* What this task involves
Keep only the lines from the start of the data through the line containing "This PR improves", and output them exactly.

Data records:
PR #4147, opened 2024-01-25
Pass context with timeout to FQDN lookup

ycombinator:
This PR improves the FQDN lookup function calls by passing a context with a 1 minute timeout, thus preventing the calls from blocking indefinitely due to DNS issues and such.

Depends on: https://github.com/elastic/go-sysinfo/pull/199 and a new release of that library.


internal/pkg/agent/application/info/agent_metadata.go
```diff
@@ -207,7 +211,10 @@ func (i *AgentInfo) ECSMetadataFlatMap(l *logger.Logger) (map[string]interface{}
 	info := sysInfo.Info()
 	hostname := info.Hostname
 	if features.FQDN() {
-		fqdn, err := sysInfo.FQDN()
+		ctx, cancel := context.WithTimeout(context.Background(), 1*time.Minute)
```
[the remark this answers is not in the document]
ycombinator: Done in 92151dabf0.

internal/pkg/composable/providers/host/host.go
```diff
@@ -157,3 +150,20 @@ func getHostInfo(log *logger.Logger) func() (map[string]interface{}, error) {
...
+		return hostInfo.Hostname
+	}
+
+	ctx, cancel := context.WithTimeout(context.Background(), 1*time.Minute)
+	defer cancel()
+
+	fqdn, err := host.FQDNWithContext(ctx)
+	if err != nil {
+		log.Debugf("unable to lookup FQDN: %s, using hostname = %s", err.Error(), hostInfo.Hostname)
+		return ""
```
cmacknz, line 165: The parent function calling this can return an error? Why do we drop the error?

cmacknz:
Any ideas on how to test for this?

Perhaps blocking DNS with iptables as is done in the air gapped fleet test? https://github.com/elastic/elastic-agent/blob/ece91fe559940316376e3c61ce33903881e3dd9c/testing/integration/upgrade_fleet_test.go#L349

There is a mock DNS package that looks like it might help https://github.com/foxcpp/go-mockdns

Possibly we could use that in beats as well.

cmacknz:
Unlike Beats (https://github.com/elastic/beats/pull/37756#discussion_r1475201892) I *think* both calls here happen periodically to allow us to recover from failure.

ycombinator:
> Any ideas on how to test for this?

I added a test for this in `go-sysinfo`: https://github.com/elastic/go-sysinfo/blob/489579dd56bb8a6f8e32a0112f6119887000a58c/providers/shared/fqdn_test.go#L62-L67.  Let me know if you think that's not sufficient.

internal/pkg/composable/providers/host/host.go
ycombinator: I _think_ the idea here was to just log the error and fallback to the OS-provided hostname because this code will be called again on a timer: https://github.com/elastic/elastic-agent/blob/ece91fe559940316376e3c61ce33903881e3dd9c/internal/pkg/composable/providers/host/host.go#L63-L72

However, I see now that the timer loop itself just logs the error and continues to the next iteration.  So this function here should return the error.  Fixing.

ycombinator: I _think_ the idea here was to just log the error and fallback to the OS-provided hostname because this code will be called again on a timer: https://github.com/elastic/elastic-agent/blob/ece91fe559940316376e3c61ce33903881e3dd9c/internal/pkg/composable/providers/host/host.go#L63-L72

If we return an error, there will be no way to fallback to the OS-provided hostname.

internal/pkg/agent/application/info/agent_metadata.go
```diff
@@ -151,7 +152,10 @@ func (i *AgentInfo) ECSMetadata(l *logger.Logger) (*ECSMeta, error) {
...
```
michalpristas, line 155: isn't all this (L152-L164) what you have in `getHostName`?

ycombinator: Yes, good spot.  I need to move that function to a common location so I can share it between two two packages.

ycombinator: Refactored in f4878696dc. Thanks for catching.

ycombinator: Refactored in f4878696dc. Thanks for catching.

ycombinator: Added unit tests as well: f2f3355cc2

internal/pkg/composable/providers/host/host.go
cmacknz: Can you add that comment to the code so nobody misses that in the future?

It seems little bit weird that the function being called is making assumptions about how its errors are getting used, but I'm not going to make you try to fix that.

cmacknz:
> I added a test for this in go-sysinfo: https://github.com/elastic/go-sysinfo/blob/489579dd56bb8a6f8e32a0112f6119887000a58c/providers/shared/fqdn_test.go#L62-L67. Let me know if you think that's not sufficient.

If its tested in go-sysinfo we don't need to retest the same thing here, thanks.

cmacknz (approved):

PR #4155, opened 2024-01-27
Elastic Defend arm64 is not supported on Windows yet

intxgo:
## What does this PR do?

This PR enhances elastic-endpoint spec to gracefully refrain from ever installing elastic-endpoint on Windows ARM, because Elastic Defend is not supported on it.

The win32 API used `IsWow64Process2` is available only on Windows >= Win10, however Agent is currently compiled using Go 1.21 which requires at least Windows 10 or Server 2016.

The native architecture constants can be found [here on MSDN web](https://learn.microsoft.com/en-us/windows/win32/sysinfo/image-file-machine-constants), however I believe it's unimportant to port them all since Elastic Defend is compiled only for x86_64 for Windows.

Reading environment variables could be an alternative solution, as Windows sets them by default, examples:
``` 
PROCESSOR_ARCHITECTURE=ARM64
PROCESSOR_IDENTIFIER=ARMv8 (64-bit) Family 8 Model 0 Revision   0, QEMU
```

```
PROCESSOR_ARCHITECTURE=AMD64
PROCESSOR_IDENTIFIER=Intel64 Family 6 Model 151 Stepping 2, GenuineIntel
```

```
PROCESSOR_ARCHITECTURE=AMD64
PROCESSOR_IDENTIFIER=AMD64 Family 25 Model 97 Stepping 2, AuthenticAMD
```
However environment variables could be easily modified, therefore calling native API is better solution.

## Why is it important?

Elastic Defend is not provided yet for Windows ARM (Microsoft Surface X or VM on Apple M1/M2/M3) but since Windows Elastic Agent amd64 works fine on Windows ARM in emulation people install it.

Handling gracefully the incompatibility enables installing Agent across a fleet of Windows AMD64 and ARM64 devices with the same policy.

## Checklist

## Author's Checklist

- [ ]

## Related issues

- 

## Questions to ask yourself

- ...


nfritts (approved):
This looks good to me from Endpoints perspective

internal/pkg/agent/application/info/inject_config_windows.go
```diff
@@ -0,0 +1,87 @@
...
+	var kernel32 = syscall.NewLazyDLL("kernel32.dll")
+	var isWow64Process2 = kernel32.NewProc("IsWow64Process2")
+
+	var currentProcessHandle, _ = syscall.GetCurrentProcess()
+	_, _, _ = isWow64Process2.Call(uintptr(currentProcessHandle), uintptr(unsafe.Pointer(&processMachine)), uintptr(unsafe.Pointer(&nativeMachine)))
+
+	var nativeMachineStr string
+
+	switch nativeMachine {
+	case 0x8664:
```
pchila, line 77: Nitpick: it would be nice to define constants for values corresponding to "amd64" and "arm64".
We could use the same names as https://learn.microsoft.com/en-us/windows/win32/sysinfo/image-file-machine-constants (even better if we put a comment with a link to the docs)

pchila (approved):
Aside from the small nitpick, the change looks good to me

internal/pkg/agent/application/info/inject_config_windows.go
intxgo: fixed

intxgo:
I'm going to look at the unit test failure

internal/pkg/agent/application/info/inject_config_windows.go
```diff
@@ -0,0 +1,92 @@
...
+			"config": paths.Config(),
+			"home":   paths.Home(),
+			"logs":   paths.Logs(),
+		},
+		"host": map[string]interface{}{
+			"id": hostInfo.Info().UniqueID,
+		},
+		"runtime.os":             runtime.GOOS,
+		"runtime.arch":           runtime.GOARCH,
+		"runtime.native_arch":    nativeArch(),
```
cmacknz, line 55: Rather than duplicating the entire map here, you should be able to call the non-windows (or lets say the common) version and then just add the single additional `runtime.native_arch` key.

For example:

```go
globalCfg, err := agentGlobalConfig()
if err != nil {
    return fmt.Errorf("getting common global config: %w", err)
}

globalCfg["runtime.native_arch"] = nativeArch()

return globalCfg
```

Essentially just augmenting the common configuration with the windows key, rather than duplicating it for both cases.

internal/pkg/agent/application/info/inject_config_windows.go
```diff
@@ -0,0 +1,92 @@
...
+	}, nil
+}
+
+func nativeArch() string {
+	var processMachine, nativeMachine uint16
+
+	var kernel32 = syscall.NewLazyDLL("kernel32.dll")
+	var isWow64Process2 = kernel32.NewProc("IsWow64Process2")
+
+	var currentProcessHandle, _ = syscall.GetCurrentProcess()
```
cmacknz, line 71: Do you need to close this? We recently had a severe memory leak from forgetting to close syscall handles on Windows so this is a sensitive subject :)

internal/pkg/agent/application/info/inject_config_windows.go
intxgo: thanks, indeed. I'm also now wondering if this should rather be added to the go-sysinfo package

cmacknz: I can't think of a reason why you couldn't put it in go-sysinfo, that will allow us to reuse this outside the agent.

Easiest thing to do is open a PR there.

intxgo: I've found out that go-sysinfo is only extending golang.org/x/sys/windows, where the latter already includes `IsWow64Process2` so I use it directly instead of loading the dll.

internal/pkg/agent/application/info/svc_windows.go
```diff
@@ -21,9 +23,10 @@ func RunningUnderSupervisor() bool {
 	if err != nil {
 		return false
 	}
-	defer windows.FreeSid(serviceSid)
+	defer func() { _ = windows.FreeSid(serviceSid) }()
```
intxgo, line 26: unrelated change, fixing lint error: Error return value of `windows.FreeSid` is not checked (errcheck)

internal/pkg/agent/application/info/svc_windows.go
```diff
@@ -21,9 +23,10 @@ func RunningUnderSupervisor() bool {
...
 
-	t, err := windows.OpenCurrentProcessToken()
+	var t windows.Token
+	err = windows.OpenProcessToken(windows.CurrentProcess(), windows.TOKEN_QUERY|windows.TOKEN_QUERY_SOURCE, &t)
```
intxgo, line 29: unrelated change, fixing lint error: SA1019: windows.OpenCurrentProcessToken is deprecated: Explicitly call OpenProcessToken(CurrentProcess(), ...) with the desired access instead, or use GetCurrentProcessToken for a TOKEN_QUERY token.  (staticcheck)

internal/pkg/agent/application/info/svc_windows.go
```diff
@@ -21,9 +23,10 @@ func RunningUnderSupervisor() bool {
 	if err != nil {
 		return false
 	}
-	defer windows.FreeSid(serviceSid)
+	defer func() { _ = windows.FreeSid(serviceSid) }()
 
-	t, err := windows.OpenCurrentProcessToken()
+	var t windows.Token
+	err = windows.OpenProcessToken(windows.CurrentProcess(), windows.TOKEN_QUERY, &t)
```
intxgo, line 29: unrelated change, fixing lint error: SA1019: windows.OpenCurrentProcessToken is deprecated: Explicitly call OpenProcessToken(CurrentProcess(), ...) with the desired access instead, or use GetCurrentProcessToken for a TOKEN_QUERY token. (staticcheck)

intxgo:
could you review this again since the implementation has changed significantly

@michalpristas @pchila 

The unit test error on Windows Server 2016 (`Failed to find IsWow64Process2 procedure in kernel32.dll: The specified procedure could not be found.`) will be resolved by `go-sysinfo` update, as soon as [the improvement](https://github.com/elastic/go-sysinfo/pull/201) is merged

michalpristas (approved):
i think it looks good, fix from sysinfo is included for older windows versions as well.
haven't tested this on arm machine

cmacknz:
The one test failure here is unrelated:

```
	Received unexpected error:
        	            	failed to download https://snapshots.elastic.co/8.13.0-e2cda7bd/downloads/beats/elastic-agent/elastic-agent-8.13.0-SNAPSHOT-linux-x86_64.tar.gz: failed to write file /home/ubuntu/agent/.agent-testing/artifact/elastic-agent-8.13.0-SNAPSHOT-linux-x86_64.tar.gz: stream error: stream ID 1; INTERNAL_ERROR; received from peer
```

cmacknz:
Going to force merge this one.

Issue #3873, opened 2023-12-06
[OTel Collector] Support for feature gates


ycombinator:
Open telemetry collector now supports feature gate for controlling usage of experimental features. 

Elastic agent should support this flag on a run command when running in otel mode. 
https://github.com/open-telemetry/opentelemetry-collector/blob/cefe1b7d647cd5859f10a7de4e18b46eb3378c5d/featuregate/README.md?plain=1#L41

DoD:
- `elastic-agent otel --feature-gate` can be used and is replacement for `otelcol run --feature-gates` 
- same syntax of feature gate values is accepted
- disabled features are not used

PR #4198, opened 2024-02-06
Enable feature-gates for otel subcommands

michalpristas:
Added support for [feature gates](https://github.com/open-telemetry/opentelemetry-collector/blob/main/featuregate/README.md) for `otel` and `validate` commands

### How to test

- Build/Package agent
- run `./elastic-agent otel --feature-gates "-telemetry.useOtelForInternalMetrics"`
- as this is `stable` feature gate, you should see error returned saying `useOtelForInternalMetrics` is stable and cannot be disabled
- running `./elastic-agent otel --feature-gates telemetry.useOtelForInternalMetrics` (difference is `-` in front of a gate name) should result in a warning message in output saying it's stable and collector running normally 
- running `./elastic-agent otel -h` needs to include flag in help message

Fixes: #3873

### DIFF
--- a/go.mod
+++ b/go.mod
@@ -65,6 +65,7 @@ require (
 	go.opentelemetry.io/collector/exporter v0.93.0
 	go.opentelemetry.io/collector/exporter/debugexporter v0.93.0
 	go.opentelemetry.io/collector/exporter/otlpexporter v0.93.0
+	go.opentelemetry.io/collector/featuregate v1.0.1
 	go.opentelemetry.io/collector/otelcol v0.93.0
 	go.opentelemetry.io/collector/processor v0.93.0
 	go.opentelemetry.io/collector/processor/batchprocessor v0.93.0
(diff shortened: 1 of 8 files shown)


go.mod
```diff
@@ -65,6 +65,7 @@ require (
 	go.opentelemetry.io/collector/exporter v0.93.0
 	go.opentelemetry.io/collector/exporter/debugexporter v0.93.0
 	go.opentelemetry.io/collector/exporter/otlpexporter v0.93.0
+	go.opentelemetry.io/collector/featuregate v1.0.1
```
ycombinator, line 68: Should this version be kept in sync with the other OTel modules?

ycombinator (dismissed):
Minor comment / question about the `featuregate` module's version; otherwise LGTM.

ycombinator:
Actually, one more suggestion: could you add an integration test that proves that the `--feature-gates` flag works?  Something like `./elastic-agent otel --feature-gates foo.bar` returns an error starting with `invalid argument "foo.bar" for "--feature-gates" flag: no such feature gate "foo.bar". valid gates:`?

go.mod
michalpristas: good point

ycombinator (commented):
Actually, one more suggestion: could you add an integration test that proves that the `--feature-gates` flag works?  Something like `./elastic-agent otel --feature-gates foo.bar` returns an error starting with `invalid argument "foo.bar" for "--feature-gates" flag: no such feature gate "foo.bar". valid gates:`?

internal/pkg/agent/cmd/common.go
```diff
@@ -43,7 +43,7 @@ func NewCommandWithArgs(args []string, streams *cli.IOStreams) *cobra.Command {
 
 	// Init version information contained in package version file
 	err := version.InitVersionError()
-	if err != nil {
+	if isOtel := len(args) > 1 && args[1] == "otel"; !isOtel && err != nil {
```
ycombinator, line 46: Should we even try to initialize the version (previous line) if we are in `otel` mode?

ycombinator (approved):

PR #4202, opened 2024-02-06
Serverless: switch to _reset-internal-credentials.

cmacknz:
The previous _reset-credentials endpoint will soon return a less privileged user. The internal variant returns one with operator privileges to allow inspecting cluster health for testing purposes.


cmacknz:
buildkite test it

AndersonQ (approved):

belimawr (approved):

PR #4222, opened 2024-02-07
[Independent Agent Release] New pipeline upload step for agent package for Independent Agent Release

dwhyrock:
## What does this PR do?
This adds an alternate upload process for the `elastic-agent-package` pipeline for the Independent Agent Release workflow.

### Workflow
The [Independent Agent Staging pipeline](https://buildkite.com/elastic/independent-agent-release-staging) will call into the `elastic-agent-package` pipeline.

Instead of calling into the Release Manager container for uploading/processing artifacts, this will use a more simple approach to use `buildkite-agent artifact upload` to store all the artifacts, and let the calling pipeline handle the rest.

In this case, only use the new workflow when `BUILDKITE_TRIGGERED_FROM_BUILD_PIPELINE_SLUG == "independent-agent-release-staging"`

The new workflow will use the Release Manager `collect` in `dry-run` mode to verify that all of the expected artifacts are present.

### Docker Tag Adjustment
There is also an issue with Docker tags where it doesn't accept the `+` character in the tag name.  This PR also changes the `+` to a `.` if the `+` is in the version string.  We use the `.` since the `-` may be evaluated as a pre-release in semver.

### Ironbank Workaround
Currently, the `ironbank` container image does not build and use the `AGENT_PACKAGE_VERSION` env var to set the version.  This causes the Release Manager container to fail to verify since it can't find the expected `ironbank` file with the new version.

It was decided that we would not include the `ironbank` containers as part of the Independent Agent Release.  Due to that, I added a simple workaround to copy the `ironbank` container file to a new file with the proper version.

### pkg/errors Linting Fixes
There was a linting error complaining about using `github.com/pkg/errors` as an import.

The built-in `errors` import doesn't have the `Wrap` or `Wrapf` functions, so I replaced them with `fmt.Errorf()` function calls.  **This code is probably worth some scrutiny to make sure I did it correctly.**

Issue: https://github.com/elastic/ingest-dev/issues/2898

## Why is it important?
To provide a way to upload Agent Package artifacts for the Independent Agent workflow that doesn't use the Release Manager container.

## Checklist

## Author's Checklist

- [ ]

## Related issues

- 

## Questions to ask yourself

- ...


AndersonQ:
@dwhyrock as it's a draft, would you mind changing the PR to draft?

dev-tools/mage/manifest/manifest.go
```diff
@@ -99,6 +101,13 @@ func DownloadComponentsFromManifest(manifest string, platforms []string, platfor
 	}
 	projects := manifestResponse.Projects
 
+	// If using new Independent Agent version, just use the first X.Y.Z part
+	majorMinorPatchVersion := manifestResponse.Version
```
alexsapran, line 105: nit, for parsing the version we can use the https://github.com/elastic/elastic-agent/tree/main/pkg/version package and extract the part of the version we want.

dev-tools/mage/dockerbuilder.go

* Solution to this problem
PR #4147, opened 2024-01-25
Pass context with timeout to FQDN lookup

ycombinator:
This PR improves the FQDN lookup function calls by passing a context with a 1 minute timeout, thus preventing the calls from blocking indefinitely due to DNS issues and such.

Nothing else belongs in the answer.